These are the words of a young Stuart Adamson, way back in the 1970s, when he and Richard Jobson were being interviewed about their band The Skids. For all those not in the know, Stuart Adamson was a crazy guitar player, and he went on to start the band Big Country and have a fairly successful career before committing suicide in 2001.

Adamson developed a distinctive bagpipe-esque sound on guitar, and was an innovator all the way down the line, which made him a hero and mentor to many guitarists, including U2's The Edge.

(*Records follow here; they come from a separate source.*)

PR #649, opened 2018-03-23
Material design bottom navigation

12people:
Designed according to the [Material Design bottom navigation spec](https://material.io/guidelines/components/bottom-navigation.html), which is recommended for primary navigation.

Here's what it looks like on Froyo: 
image

It's limited by what TabView allows:

* Uses VectorDrawable only on API 21 and above. If TabActivity was replaced with AppCompatActivity, we could use VectorDrawable on all API versions.
* No animations (like ripples and transitions) and no font size changes. It'd be best to use the official BottomNavigationView element—however, that's not supported on Froyo. We should replace TabView once the minSDK is raised.


12people:
Also, ran optipng on all PNGs in the hdpi folder, which is why they're shown as being replaced. There should be no changes to them other than an optimized size.

gerhardol:
Not completely sure what the guideline recommends compared to top tabs:
https://material.io/guidelines/components/tabs.html#

I cannot find the passage right now, but the double rows of tabs is a no-no and that is still confusing.
I would like to see a standard sidebar instead.
This is an improvement in my opinion never the less. Versions, branch to use and build focus should be solved before a merge though.

@jonasoreland Opinons?

12people:
Difference between the two:
Bottom navigation "provides quick navigation between top-level views of an app." Tabs are more generic, used to " to organize content at a high level, for example, to present different sections of a newspaper".

There are various differences between the two:
- Bottom navigation doesn't support the slide gesture.
- Bottom navigation only allows 3-5 items.
- Bottom navigation is primary navigation only.
- Bottom navigation is mobile-only, translates to a fixed sidebar on the desktop.

As for double tabs being a no-no—if you're talking about standard swipable tabs, then yes, as they make interactions like which tab will be switched when you're swiping more confusing. However, there being a clear distinction between bottom nav and tabs (similar to nav bar vs. tabs), this problem doesn't arise with bottom navigation. In fact, Google uses bottom nav + tabs in some of their apps, e.g. here:
screenshot_20180325-010745

And as a UX designer, I'd **recommend sticking to bottom tabs**. Side navigation has been proven in studies to be less discoverable and provide a worse user experience than visible navigation (whether on the bottom or on top)—e.g. in this [N&N study](https://www.nngroup.com/articles/hamburger-menus/) or [these](https://thenextweb.com/dd/2014/04/08/ux-designers-side-drawer-navigation-costing-half-user-engagement/) [A/B tests](https://medium.com/the-redesign/deconstructing-the-hamburger-menu-9bf4762bde3e).

gerhardol:
Thanks for the motivation.Is this your final proposal for RU UI or just a first step?
Is the UI acceptable after this?
I would probably prefer a floating Add button instead of a Start category

Still, I would like to get more opinions on the UI
@jonasoreland @cmmata @davidedelvento

davidedelvento:
I don't care what it looks like. I was hoping to get more efforts into the functionality instead....

12people:
@gerhardol It's just a first step. It's a deliberate evolution—changing many things at once can be both frustrating for current users and also very hard to get right without conducting rigorous tests.

I'm playing with some mockups here: https://www.figma.com/file/SlPQaT56OztqaLmFZAeM0y/RunnerUp .

I also started work on redesigning the "Configure accounts" page, which will be a bit more disruptive. Expect a PR in a few days.

12people:
@gerhardol I've made sure this works in Froyo, so as master_ng has a minSDK of 21, standard master seems like the fitting place.

(If I was targeting API 21 or later, I would've implemented it differently.)

12people:
Just added two commits related to standardizing theme colors.

I was thinking of doing this as a separate pull request. However, the changes depend on the new bottom navigation bar being approved, so it made more sense to add them here.

The changes concern:
- Setting #003366 as primary color, #53B1FC as accent color (before, no colors were set)
- Running optipng on all PNGs (size reduction with no loss in quality)
- Exchanging android.app.AlertDialog for android.support.v7.app.AlertDialog, so that theme colors are used
- Using a custom base style instead of Theme.AppCompat so that theme colors are used

All changes are quite trivial, see the commits.

gerhardol:
Changes make sense.

gerhardol:
Please rebase before merge

gerhardol:
Thanks!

He was also the nougat-y center of fan worship surrounding The Skids, the biggest Scottish band to come out of the 1970s punk explosion. Many fans found Richard Jobson's lyrics pretentious and overly obscure, but according to Stuart Adamson, he and Jobson were an unstoppable songwriting team, and The Skids were "a lyric-based band."

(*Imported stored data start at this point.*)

PR #665, opened 2018-06-24
More readable advanced steps

12people:
A more readable presentation for workouts. The goal is to be able to read the workout at a glance.

Here are screenshots from Froyo:

Advanced tab:
image

Workout editor:
image


12people:
New screenshots from Marshmallow, after some changes:

screenshot_20180624-124322
screenshot_20180624-124605

gerhardol:
With this change, you will have to know what a symbol means, that Play symbol is active for instance. 
Is this clear enough for every one?
(It looks much better though).

12people:
@gerhardol That's why the latest commit. When you don't have a concrete goal, the label is shown, so you know approx. how fast to run. When you do have a concrete goal, you know exactly at what speed to run, so the type is redundant and self-explanatory.

12people:
That said, it'd be ideal to test this by giving a runner a few tasks:
1) Start a run with intervals of decreasing length of 8, 6, 4, and 2 mins and slightly increasing speed, with rests of 2 mins in between.
2) Create a workout with two intervals—8 mins and 16 mins, with heart rate in zone 5 during. There should be a warm up at the start, a cool down at the end, and a pause in between.

When testing, let the person accomplish these tasks without any interference or help. Ask them to voice every thought out loud (and remind them if they forget to). That should tell you when a person is confused and why.

For the purpose of a valid test, don't draw unnecessary attention to the icons or ask about them during the test. After the test, you may ask if they found anything confusing and, potentially, as a follow-up question, what are their thoughs on the icons (without implying the icons are confusing).

Anyone willing to try this out is welcome to. :)

12people:
@gerhardol Had an idea of how to make the icons clearer:
image
(It's only a mockup, not implemented yet.)

What do you think?

12people:
Implemented based on the newer, clearer design.

Here's what it looks like in Froyo:
image

12people:
@gerhardol Alright to merge?

app/src/org/runnerup/view/StepButton.java
```diff
@@ -100,33 +94,61 @@ public void setOnChangedListener(Runnable runnable) {
...
-            mGoalRow.setVisibility(View.GONE);
+            mGoalValue.setText(step.getIntensity().getTextId());
         } else {
-            mGoalRow.setVisibility(View.VISIBLE);
-            mGoalType.setText(res.getString(goalType.getTextId()));
-            mGoalValue.setText(formatter.format(Formatter.Format.TXT_SHORT, goalType,
-                    step.getTargetValue().minValue)
+            String prefix;
+            if (goalType == Dimension.HR || goalType == Dimension.HRZ)
+                prefix = "HR "; //todo should use a string
```
gerhardol: If there is no usable string, add one

gerhardol:
Can you fix conflicts?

This is all to say that what The Skids lyrics meant was actually pretty important to them, and very worth considering now that their underground hit, "The Saints are Coming," has been revived (and revised) by Green Day and U2.

Punk Politics
Believe it or not, there was a time when it wasn't unprecedented for a punk band to put out a politically charged album. Back in the late 1970s, all The Skids music was political (according to them). They wrote songs about struggling through the suburban wasteland ("Sweet Suburbia"), and about the fucked-up-ed-ness of war and government ("Into the Valley," "Working for the Yankee Dollar").

And then there's "The Saints are Coming." Like "Working for the Yankee Dollar," this song could be about the Vietnam war, or maybe just war in general. The story seems to be about a child waiting for his father to come back, whether physically or psychologically, from a conflict of some sort that has overtaken his life. Thus, "How long now / Until the clouds unroll and you come home, the line went. /But the shadows still remain since your descent."

The song is full of the apocalyptic imagery of clouds, storms, floods, and drowning, which points to the theme of war in general. This works on a large scale because, as we all know, during periods of war, we all get to live in fear that any day the whole world is going to go to hell and we are all going to be fucked.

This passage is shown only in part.